◆ EXERCISE:
If a line in the data holds "channels", copy that line out in full.

◆ SUPPLIED ENTRIES:

PR #472, opened 2026-07-09
Scan-variable & PV-metadata vocabulary (confirm, .DESC, PseudoComponent)

skbarber:
Scoped work on the scan-variable schema and gateway PV metadata, branched from and targeting `feat/vision-v1`.

## Schema (`geecs-schemas` 0.6.0)
- **Rename `PseudoTarget` → `PseudoComponent`** — a `PseudoScanVariable` *contains* components; the old name collided with the element's own `target` field. Field names / serialized output unchanged.
- **`ScanVariable.confirm`** — optional `Device:Variable` naming the *measured* variable when it differs from the *set* variable (topology-C, e.g. the EMQ triplet's `Current_Limit.ChN` vs measured `Current.ChN`). Additive, defaults `None`, declared-but-not-yet-enforced; carries no tolerance (that's a device fact, stays in the DB).

## Gateway (`geecs-ca-gateway` 0.10.0)
- **Per-PV `.DESC`, resolved from the DB and served over CA.** DB `variable.description` → capability inheritance chain → `VariableSpec.description` → a read-only `<pv>.DESC` string channel (readbacks + derived channels). Verified end-to-end with a live CA client. Clipped to the 40-char DBR_STRING limit at both the DB column and the gateway. `PV_CONTRACT.md` §4 + pinned test.
- Merges in `master`'s variable-capability inheritance-chain fix (the branch was behind).
- `deploy/variable_description.sql` — DDL record (column narrowed to `VARCHAR(40)`, applied; optional type-level default left for follow-up).

## Bluesky (`geecs-bluesky` 0.24.1)
- **CaSettable / CaMotor docstring honesty** — CaSettable already rides GEECS blocking convergence; CaMotor's poll only helps with an independent same-variable readback; neither covers topology-C.

## Live DB changes already applied (2026-07-09)
- EMQ `Current.Ch{1,2,3}` tolerance `0 → 0.05` A.
- `U_S1H:Current` description populated (proof-of-concept).
- `variable.description` narrowed `VARCHAR(1000) → VARCHAR(40)` (0 rows affected).

## Config (separate repo)
Undulator migrated to new-schema `scan_variables.yaml` with EMQ `confirm:` — committed on `GEECS-Plugins-Configs@codex/undulator-derived-channels` (own PR if wanted).

## Tests
152 gateway + 214 schemas passing. Design note: `Planning/scan_variable_metadata/00_overview.md`.

## Follow-ups (documented, not gaps)
- Optional type-level `devicetype_variable.description` default (DDL + coalesce) — owner: Sam.
- Populating descriptions/aliases broadly; wiring `alias` into a catalog name-default chain.

### DIFF
--- a/GEECS-Schemas/CHANGELOG.md
+++ b/GEECS-Schemas/CHANGELOG.md
@@ -5,6 +5,29 @@ All notable changes to GEECS-Schemas are documented here.
 The format is based on [Keep a Changelog](https://keepachangelog.com/en/1.1.0/),
 and this project adheres to [Semantic Versioning](https://semver.org/spec/v2.0.0.html).
 
+## [0.6.0] - 2026-07-09
+
+### Changed
+
+- **`PseudoTarget` renamed to `PseudoComponent`.** A `PseudoScanVariable`
+  *contains* a `list[PseudoComponent]`; the old name collided conceptually
+  with the element's own `target` field, and the legacy composite-variable
+  dialect already called these *components*. Field names (`targets`,
+  `forward`) and all serialized output are unchanged — this is a class rename
+  only. The export in `geecs_schemas.__all__` moves accordingly.
+
+### Added
+
+- **`ScanVariable.confirm`** — an optional `Device:Variable` naming the
+  variable that *measures* the result when it differs from the variable being
+  *set*. It documents the "topology C" split (e.g. the EMQ triplet, whose
+  catalog entry sets `Current_Limit.ChN` while the measured current is a
+  separate variable that GEECS's set-completion never checks). Additive,
+  defaults to `None` (⇒ prior behavior), validated as a `Device:Variable`.
+  **Declared but not yet enforced by the engine** — and deliberately carries
+  no tolerance field (the match tolerance is a device fact that stays below
+  the configs). See `Planning/scan_variable_metadata/00_overview.md`.
+
 ## [0.5.0] - 2026-07-08
 
 ### Added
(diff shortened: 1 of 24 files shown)


skbarber (commented):
**Finding**

- **P2: `PseudoTarget` import compatibility is broken.** `GEECS-Schemas/geecs_schemas/scan_variables.py` replaces the public `PseudoTarget` class with `PseudoComponent`, and `GEECS-Schemas/geecs_schemas/__init__.py` stops importing/exporting `PseudoTarget`. Serialized configs stay compatible, but any downstream Python importing `PseudoTarget` now fails on a minor version bump, which conflicts with the repo’s “minor = backwards-compatible” guidance. Keep `PseudoTarget = PseudoComponent` as a deprecated alias and export it, with a small import-compatibility test.

I did not run the local test suite; the Poetry env here had no installed dependencies. GitHub showed the previous `pre-commit` and `unit-tests` runs passed, with the latest rerun still queued at review time.

skbarber:
Re: **P2 — `PseudoTarget` import compatibility.**

Acknowledged but **not actioning** — the backward-compatibility premise doesn't apply here:

- `GEECS-Schemas` **does not exist on `master`** — it's a `feat/vision-v1`-only package, never released, never tagged.
- **Zero importers** of `PseudoTarget` anywhere in `GEECS-Plugins` or `GEECS-Plugins-Configs` (grep-verified, excluding the two files that define/export it).
- `PseudoTarget` only ever existed on the unmerged vision-v1 line, so no shipped version could import it.

The "breaks downstream on a minor bump" scenario needs a downstream, and there is none — this is renaming a symbol that never shipped. The "minor = backwards-compatible" convention is about not breaking *released* API; a deprecation alias here would be guarding against breakage of code that doesn't exist. When vision-v1 becomes a real release line, *that's* when the compat clock starts.

Keeping the clean rename (no alias) to avoid reintroducing the two-names-for-one-thing ambiguity the rename removed.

◆ EXPECTED ANSWER:
- **Per-PV `.DESC`, resolved from the DB and served over CA.** DB `variable.description` → capability inheritance chain → `VariableSpec.description` → a read-only `<pv>.DESC` string channel (readbacks + derived channels). Verified end-to-end with a live CA client. Clipped to the 40-char DBR_STRING limit at both the DB column and the gateway. `PV_CONTRACT.md` §4 + pinned test.
Undulator migrated to new-schema `scan_variables.yaml` with EMQ `confirm:` — committed on `GEECS-Plugins-Configs@codex/undulator-derived-channels` (own PR if wanted).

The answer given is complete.